The centrepiece of your exhibition at the Musée d’Art Moderne de la Ville de Paris is your short film Brown Bag (1994/2020). What can you tell us about it?

Ari Marcopoulos:

It was all shot between 1993 and 1995. When I moved studios in 2017 or 2018, I found this brown bag and it had all these Super 8 cassettes inside that had been exposed. I didn’t remember what they were. But I knew they were old because I hadn’t had my Super 8 camera around for at least 25 years. I thought about discarding it but then decided to process and scan it. I saw that it was all this skate footage and thought it was like a weird archaeological find. I’m doing a book along with the exhibition which has some of the Super 8 video stills in it.


How did you reinterpret the footage?

Ari Marcopoulos:

I was quite taken with the raw quality, not in any kind of nostalgic way but in an interpretative and physical way of how it looks. It’s quite beautiful.


What were your criteria about what to include?

Ari Marcopoulos:

I found the parts that I thought were usable and tried to create a rhythm and make it look kinetic. I always work in quite an experimental way when I’m editing. There are some shots of Beck’s first concert in New York which I remember going to but don’t remember filming, so that was a nice surprise. There’s a clip of my son when he was a little baby. And there’s a snowstorm with this Tropicana Florida orange juice truck driving through the frame that I filmed out of my window in a whole other period but I liked the footage.

The exhibition is taking place during the Paris Olympic Games. What are your thoughts on skateboarding entering the games, after making its debut at the Tokyo Olympic Games in 2021?

Ari Marcopoulos:

I don’t especially care for the Olympic Games, although I’ll watch the track and field and the basketball games. I used to be a track and field athlete. But I don’t look at skateboarding as a competitive sport. In the Olympic Games, people are judging it and I feel that the spirit of skateboarding is not about that. If you go out on a session and see someone landing a trick after falling 10 or 20 times, the excitement by everyone watching is amazing. Very often, when somebody is trying something, nobody else will skate. People sit, watch and wait in order to help this person channel all their energy. That’s the beauty of it.

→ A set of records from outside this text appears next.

PR #944, opened 2024-10-31
Add upsert_partition functionality & testing for write.py functions

dioptx:
**Description**

- Creared an `upsert_partition` function
- Created tests for the new function as well as the existing ones


packages/op-coreutils/src/op_coreutils/bigquery/write.py
```diff
@@ -134,7 +138,12 @@ def overwrite_partition_static(
     )
 
 
-def _write_df_to_bq(df: pl.DataFrame, destination: str, job_config=bigquery.LoadJobConfig):
+def _write_df_to_bq(
+    df: pl.DataFrame,
+    destination: str,
+    job_config=bigquery.LoadJobConfig,
+    operation_prefix: str = "",
```
lithium323, line 145: it looks like the newly added `operation_prefix` arg is not being used. Should it be removed?

packages/op-coreutils/src/op_coreutils/bigquery/write.py
```diff
@@ -152,3 +161,55 @@ def _write_df_to_bq(df: pl.DataFrame, destination: str, job_config=bigquery.Load
...
+
+    df = df.with_columns(dt=pl.lit(dt).str.strptime(pl.Datetime, "%Y-%m-%d"))
+
+    destination = f"{dataset}.{table_name}"
+    staging_table_name = f"{table_name}_staging"
+    staging_destination = f"{dataset}.{staging_table_name}"
+
+    _write_df_to_bq(
+        df,
+        staging_destination,
```
lithium323, line 188: when we do upserts, should we have a dedicated dataset where the staging tables go? That way we won't be mixing production tables with temporary tables used in upserts.

packages/op-coreutils/src/op_coreutils/bigquery/write.py
```diff
@@ -152,3 +161,55 @@ def _write_df_to_bq(df: pl.DataFrame, destination: str, job_config=bigquery.Load
...
+        job_config=bigquery.LoadJobConfig(
```
lithium323, line 189: For the staging table, we should use the WRITE_EMPTY write disposition. That way we make sure we are not colliding with something else possibly going on at the same time. 

For the same reason it might also be good to generate a small random suffix to use on the staging table name. That way the staging table will be guaranteed to be unique to this upsert call. 

We should also add an expiration time on the staging table, something like 30 minutes, just in case something breaks we know the table will be automatically deleted by BQ later on.

packages/op-coreutils/src/op_coreutils/bigquery/write.py
```diff
@@ -152,3 +161,55 @@ def _write_df_to_bq(df: pl.DataFrame, destination: str, job_config=bigquery.Load
         log.info(
             f"{operation_prefix}{job_config.write_disposition}: Wrote {human_rows(len(df))} {human_size(filesize)} to BQ {destination}"
         )
+
+
+def upsert_partition(
+    df: pl.DataFrame, dt: str, dataset: str, table_name: str, unique_keys=["dt"]
+):
+    """Upsert data into a specific partition in a BigQuery table.
```
lithium323, line 169: I think there's something to clarify here. Do we expect the upsert method to be used with a partitioned table always? From the name of the function it sounds like it.  

Also what would be the expectations on the incoming df, should it have only 1 `dt` value or will the function deal with it possibly containing several `dt` values?

tests/op_coreutils/bigquery/test_write.py
```diff
@@ -0,0 +1,99 @@
...
+        "category": np.random.choice(["A", "B", "C", "D"], num_rows),
+        "value": np.random.uniform(1.0, 10.0, size=num_rows).round(2),
+    }
+)
+
+# Sort by 'dt' for consistency
+test_df = test_df.sort("dt")
+
+
+@patch("op_coreutils.bigquery.write.init_client")
```
lithium323, line 34: We should not need to patch the init_client method. The method itself should be "env aware", so if we are running in tests you will get a MagicMock withou having to patch it in each test yourself.

tests/op_coreutils/bigquery/test_write.py
```diff
@@ -0,0 +1,99 @@
...
+
+    mock_load_job = MagicMock()
+    mock_client.load_table_from_file.return_value = mock_load_job
+
+    overwrite_table(test_df, "test_dataset", "test_table_staging")
+    args, kwargs = mock_client.load_table_from_file.call_args
+    assert kwargs["destination"] == "test_dataset.test_table_staging"
+    assert kwargs["job_config"].write_disposition == "WRITE_TRUNCATE"
+
+    # Testing with incorrect table name to raise custom error
```
lithium323, line 47: nice, helpful to test this constraint!

tests/op_coreutils/bigquery/test_write.py
```diff
@@ -0,0 +1,99 @@
...
+    with pytest.raises(
+        OPLabsBigQueryError, match="cannot overwrite data at test_dataset.test_table"
+    ):
+        overwrite_table(test_df, "test_dataset", "test_table")
+
+
+@patch("op_coreutils.bigquery.write.init_client")
```
lithium323, line 54: similar comment as above. Our client should be aware of where its running so that we don't have to patch it on each test. (if it is not already working like that for some reason then we should address that)

For the assertions you can call init_client() to get the MagicMock instance

lithium323 (changes requested):
nice! Left an initial set of questions and comments to be addressed.

packages/op-coreutils/src/op_coreutils/bigquery/write.py
dioptx: > Do we expect the upsert method to be used with a partitioned table always?

Good point, I increased the scope of the function and turned it into `upsert_table`. It should now handle both cases

packages/op-coreutils/src/op_coreutils/bigquery/write.py
dioptx: Good call, added a `"_staging"` suffix paired with a uid to avoid collisions

tests/op_coreutils/bigquery/test_write.py
dioptx: I was pulling the init_client from `packages/op-coreutils/src/op_coreutils/gsheets.py` instead of `packages/op-coreutils/src/op_coreutils/bigquery/write.py`. 
I corrected this throughout the tests and removed the redundant patches.

lithium323:
good morning @dioptx  was just looking at the updated PR and it is missing some of the bug fix updates that I was telling you about yesterday (#947) you'll have to merge main or rebase onto main so this PR has no conflicts.  Sorry for the trouble 🙏

lithium323 (approved):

Why have you titled your exhibition Beware*?

Ari Marcopoulos:

It seems an apt word for this time: beware of what you say, but also be aware of what you hear and see, and pay attention visually and mentally. For me, it definitely has a double meaning: beware and be aware.

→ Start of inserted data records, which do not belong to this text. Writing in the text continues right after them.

PR #955, opened 2024-11-01
Add github analytics data pull (uses the upsert functionality created by Dennis) 

lithium323:
**Description**

**Tests**

**Additional context**

**Metadata**


lithium323:
> Looks good to me. Just quick confirmation @lithium323, for new repos I just need to add to the list as needed, right?

yep, that's correct!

Tell us about some of the works that you’ve selected from the museum’s collection.

Ari Marcopoulos:

So this is crazy, right? They acquired my film and gave me carte blanche to look into their collection of more than 15,000 works and select some to combine with my work. Choosing from 15,000 artworks is like editing a manuscript of 80,000 words down to 3,000! I started randomly looking at the collection online. The first work that I became interested in is a bar by Daniel Turner which I thought a skater would like to grind on. There’s a word piece, Life Fly Lifes Flies (1997), by Bruce Nauman who is one of my idols. They’d never shown it and it took them a while to find it in their storage. Then I started finding different artists that I’d never heard of.

You’ve also made an armature on which you’re hanging some of your photography.

Ari Marcopoulos:

I wanted to make a gesture that interferes with the traditional space of the gallery. I woke up one morning and thought that I wanted to make an armature and hang this series of portraits on it. I quickly sketched the footing of how it’s supported and the angle. The idea is that there are 10 photographs of friends, five on each side, hanging from a piece of wood as if they’re floating in space.


How would you like your exhibition to resonate with the skateboarders near the Musée d’Art Moderne and the Palais de Tokyo?

Ari Marcopoulos:

Well, I hope that it will engage them and bring the outside inside. I have photographed there already and will be photographing some of my friends who skateboard this time around as well.